为了正确地了解政治权力,并追溯它的源头,我们必须考究人类原来自然地处在什么状态,那是一种完备无缺的自由状态,他们在自然法的范围内,按照他们认为合适的办法,决定他们的行动和处理他们的财产和人身,而无须得到任何人的许可或听命于任何人的意志。

这不仅是一种思想试验,也是一个已知地点,他写道:“在最初,全世界都像美洲。”

在洛克看来,这种自然状态就是“完全自由”,“同时也是一种平等”的状态。洛克的平等主义,部分来自他的基督教理念,以及上帝面前人人平等的理念,“最为明显的是,人们生来就享有自然的一切同样的有利条件,能够运用相同的身心能力,就应该人人平等,不存在从属或受制的关系”。在这种自然的、完全平等的状态下,人们创造了公民社会——政府——为的是维护秩序、保护财产。

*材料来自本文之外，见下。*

Issue #10, opened 2016-06-08
Allow setting of minimal velocity


nlimpert:
Hi,

is it possible to implement a minimal velocity? We are using the teb_local_planner with success on either simulated or real ackermann driven robots.
But in some cases we are facing the problem that the robot base cannot execute the desired velocity.
E.g. it would only start driving at a minimal velocity of 0.1 m/s.

Best regards and thumbs up for the great work!

croesmann:
Hi @balamesh,

in general, adding a lower bound on the minimum velocity should be possible. However, integrating this into the optimization scheme significantly increases complexity since we already support switching between forward and backwards motions  (it might introduce non-smooth cost functions or even more local minima).

In my opinion, adjusting the controls/velocities _after_ obtaining the optimization result should work fine in many applications, e.g. using a simple three-point-controller before forwarding the velocities to the actual base controller:

```
if ( abs(v_out >= v_min) ) v_out = v;
else if ( abs(v_out >= eps) ) v_out = sign(v)*v_min; // assuming symmetric friction properties
else v_out = 0; 
```

However, the threshold `eps` depends on
- the maximum acceleration (the robot must be able to reach the subsequent discrete state of the local plan) 
- and the goal tolerance (the robot must be able to reach the desired goal region)

If `v_min` is small and `eps` is chosen appropriately, it should not influence stability significantly to my mind.

It would be really straight forward to add those few lines to the `computeVelocityCommand()` method in `teb_local_planner_ros.cpp` but in my opinion it is more suitable and intuitive if these platform dependent heuristics are included in the robot's base controller as long it is not subject to the actual optimization/planning scheme.

nlimpert:
Yes thanks a lot for your help. We managed to solve this by implementing a minimum velocity on the controller side.
And sorry for the late response!

croesmann:
For the record, since it might be related:
Configuring the acceleration limits carefully is crucial as well.
Since the controller operates time-optimally, changing the maximum acceleration (in combination with dt_ref) should result in higher initial velocities.

PR #322, opened 2021-10-08
control_look_ahead_poses can now be dynamically reconfigured

siferati:


corot:
We have noticed that this parameter is very useful for robots a bit lethargic reacting to commands. Setting to a higher than 1 value reduces progressively oscillations around the global path. However, 1 is the perfect value for precise control of the same lethargic robots when moving slow.

AlperenKosem:
for instance :
[https://github.com/rst-tu-dortmund/teb_local_planner/issues/10](url)

SteveMacenski (approved):

SteveMacenski:
@corot I'm not an admin on here on the ROS 1 side, but for something trivial like this I can merge it, but that shouldn't be the baseline expectation.

corot:
> @corot I'm not an admin on here on the ROS 1 side, but for something trivial like this I can merge it, but that shouldn't be the baseline expectation.

Got it. I volunteered myself to help maintaining for ROS1, so if you can provide some reviews, it will be more than enough.
It's of if I keep tagging you for future reviews? Thanks!

SteveMacenski:
I cannot provide reviews for ROS 1, I have too many other responsibilities, I cannot add this among them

要想理解政府是怎么产生的,就需要理解人们是怎样拥有财产的。在洛克看来,这需要借鉴美洲的例子。洛克《政府论》中有一半关于美洲的参考资料都在“论财产”这一章里。 [59] 例如,他考察过波瓦坦国王,洛克很可能把这位国王的鹿皮披风拿在手里把玩,并触摸上面的蜗牛壳,因为这件披风就存放在牛津的一家博物馆里。“美洲的印第安国王,不过是他们军队里的将军”,而这些印第安人没有财产,也“根本就没有政府”。波瓦坦这样的国王也不拥有主权,据洛克分析,因为他们不耕种土地,他们只是住在那里。“上帝将土地赐予人类所共有”,洛克写道,但“他的意图不是土地永远都是公有的,永远都是荒废的。他将土地赐予勤劳而富有理性的人(而‘劳作’使这些人取得所有权)”。那些浪费了“巨大面积的土地”——未曾开垦——和那些土地公有的人,可以说还尚未“加入人类的大家庭”。一个不相信土地可以被拥有的族群不仅不能立约出售土地,也不能说他们拥有政府,因为政府只因保护财产而存在。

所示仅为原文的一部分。